◆ Task
Set out exactly, and with nothing added, the line containing "PR #3677, opened 2025-08-21" and every line after it through the final line of the data.

◆ Data section

####################

PR #3676, opened 2025-08-21
[branched] overrides: pin git-core-2.50.1-1.fc43

coreosbot-releng:


dustymabe:
closing in favor of #3681

PR #3677, opened 2025-08-21
[rawhide] overrides: fast-track git-core-2.51.0-2.fc44

dustymabe:
See https://github.com/coreos/fedora-coreos-tracker/issues/2011

### DIFF
--- a/manifest-lock.overrides.yaml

####################

◆ Reply
PR #3677, opened 2025-08-21
[rawhide] overrides: fast-track git-core-2.51.0-2.fc44

dustymabe:
See https://github.com/coreos/fedora-coreos-tracker/issues/2011

### DIFF
--- a/manifest-lock.overrides.yaml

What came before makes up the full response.